SEnSeI: Spectral Encoder for Sensor Independence

A python 3 package for developing sensor independent deep learning models for cloud masking in satellite imagery.

Installation

Download the source code, and install as a python package:

git clone https://github.com/aliFrancis/SEnSeI
cd SEnSeI
python setup.py install

Basic usage

Models can be trained using the sensei/fitting/fit_model.py script, with a .yaml config file. Some fields in the .yaml files included in sensei/fitting/config/ need to be set by the user, such as the paths to the datasets. Before training, the user must follow the instructions below in the Datasets section to get their training data ready. To train a model:

python sensei/fitting/fit_model.py sensei/fitting/config/<some-yaml-file>.yaml

This will fit the model, save the weights, and keep a tensorboard log.

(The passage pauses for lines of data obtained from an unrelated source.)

PR #3224, opened 2020-04-20
Generalize relative model to all frequency domain approximants

dfinstad:
This patch generalizes the relative likelihood model to be able to use any available frequency domain approximant, by switching the waveform generation from `spa_tmplt` to `get_fd_waveform_sequence`. This has been tested and confirmed to work for `TaylorF2`, `IMRPhenomD`, and `SEOBNRv4_ROM`.

To enable the use of different approximants, the fiducial waveform parameters required by the model are no longer provided explicitly to the `__init__` method. Instead these parameters are processed by `extra_args_from_config` into a single kwarg `fiducial_parameters`, using the same `{PARAM}_ref = {VALUE}` convention in the `[model]` section of the config file.

Other minor changes include:
 - restructure the loglr calculation to more closely match that done by `MarginalizedPhaseGuassianNoise`
 - optimize the binning algorithm to prevent edge cases where bins could be repeated or incorrectly ordered
 - change the linear approximation to anchor each bin at the left edge instead of the center, which ensures this model reduces to the non-relative likelihood in the limit of large number of bins

### DIFF
--- a/docs/_include/inference_example_relative.sh
+++ b/docs/_include/inference_example_relative.sh
@@ -1,0 +1,3 @@
+sh ../../examples/inference/relative/get.sh
+sh ../../examples/inference/relative/run.sh
+sh ../../examples/inference/relative/plot.sh
--- a/docs/inference/examples/relative.rst
+++ b/docs/inference/examples/relative.rst
@@ -1,0 +1,54 @@
+-----------------------------------
+Using the relative model
+-----------------------------------
+
+The relative model is useful for when you know the parameters of your signal
+(say the masses, spins, etc of a merger) that are near the peak of the
+likelihood. In this case, we don't need to calculate the likelihood at the full
+frequency resolution in order to accurately sample the neighborhood of the
+maximum likelihood. This can greatly speed up the calculation of the likelihood.
+To use this model you provide the near-peak parameters as fixed arguments as in
+the configuration file below.
+
+This example demonstrates using the ``relative`` model with the
+``emcee_pt`` sampler. First, we create the following configuration file:
+
+.. literalinclude:: ../../../examples/inference/relative/relative.ini
+   :language: ini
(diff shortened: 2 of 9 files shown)


ahnitz:
@dfinstad Can I ask at this point that you also add an example to the pycbc inference documetation?  Something similar to the single template example (which also runs directly in the documentation / unittests), but maybe add some constrained sampling over chirp mass say? Something which can complete in ~1-2 minutes. 

A page equivalent to this would be great. https://pycbc.org/pycbc/latest/html/inference/examples/single.html

dfinstad:
@ahnitz Sure thing, the documentation page and example should be added now.

ahnitz:
@dfinstad Do you have an example of what that looks like by chance?

dfinstad:
@ahnitz the plot produced by the example is below

image

ahnitz:
@dfinstad Was there any performance loss from dropping the SPA tmplt support? Or is there a bottleneck elsewhere atm? In past testing the sequence interface is not that fast compared to SPAtmplt.

ahnitz:
@dfinstad Small problem, there's no link to the new docs. You can see the page here though https://pycbc.org/pycbc/latest/html/inference/examples/relative.html. Can you add a link like we have for the other examples? Look at the inference rst files to see how.

dfinstad:
@ahnitz yeah I just noticed that myself, I'm testing the fix now and will file a PR once I've seen it works correctly.

Regarding the performance question, I actually didn't see any significant performance loss in switching to the sequence interface. A standalone timing test I put together showed comparable speed:
```
spatmplt average runtime: 0.0003283
get_fd_waveform_sequence average runtime (TaylorF2): 0.0004348
```
and full inference runs seem to finish in about the same amount of time I saw before the switch.

PR #3632, opened 2021-02-15
unpin h5py and fix issue in descriptor usage of compund types

ahnitz:
Newer version of h5py return a dtype descriptor with metadata, this caused our functions for handling record arrays to fail when constructing compound types as the return product had an unexpected format. This patch attempts to coerce it to the required format for constructing a compound type with numpy.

To run a model you have trained (or the example model included in this repository) on new data, you can use the inference.py script. Unlike in training, the data for inference does not need to be processed in the specific style described in the Datasets section below. Images can be in X-by-Y-by-channels arrays (with normalized reflectances). If using a model including SEnSeI, the satellite that the data comes from must be specified (see the options at the top of inference.py). For satellites we have not yet defined, you can append the DESCRIPTORS held in sensei/data/utils.py, and pass that new satellite's name.

python sensei/inference.py

To customise the architecture and unsupervised training of SEnSeI, you can use the sensei/fit_sensei.py script, and amend the config file models/sensei/sensei.yaml.

Datasets

Because SEnSeI requires both the reflectance values of the satellite and the wavelengths of each channel, the data must be preprocessed in a specific way. This package does not deal with dataset preprocessing. Instead, all datasets we use in our experiments are prepared using our other package, eo4ai, which will output datasets in the format required for SEnSeI.

For example, our 513 scene Sentinel-2 dataset can be downloaded from its Zenodo page:

wget https://zenodo.org/record/4172871/files/subscenes.zip -O ~/Downloads/Sentinel-2-subscenes.zip
wget https://zenodo.org/record/4172871/files/masks.zip -O ~/Downloads/Sentinel-2-masks.zip

And then uncompressed:

cd <path/to/eo4ai/project>
python setup.py install
mkdir -p datasets/downloaded/Sentinel-2
unzip -d datasets/downloaded/Sentinel-2 ~/Downloads/Sentinel-2-subscenes.zip
unzip -d datasets/downloaded/Sentinel-2 ~/Downloads/Sentinel-2-masks.zip

Finally, prepared using the prepare_dataset.py script included in eo4ai, with a resolution of 20m, in patches of size 263 pixels across, with a stride of 253 pixels (these values can of course be changed to suit your needs):

python eo4ai/prepare_dataset.py -g -r 20 -p 263 -s 253 S2IRIS513 datasets/downloaded/Sentinel-2 datasets/processed/Sentinel-2

A similar procedure is possible for the other datasets supported by eo4ai, and should produce data compatible with the models in this repository. Note that the Landsat 8 CCA dataset (also known as the Biome dataset) contains the panchromatic band, whilst the SPARCS dataset does not. If a non-sensor independent model is to be used on both, eo4ai's -b switch can be used to exclude the panchromatic band from the processed Biome dataset, making them compatible.

For our experiments, we split the data into training, validation and test sets in a 40:10:50 ratio. To reproduce our experiments precisely, the scenes used in each can be found in Sentinel-2-splits/.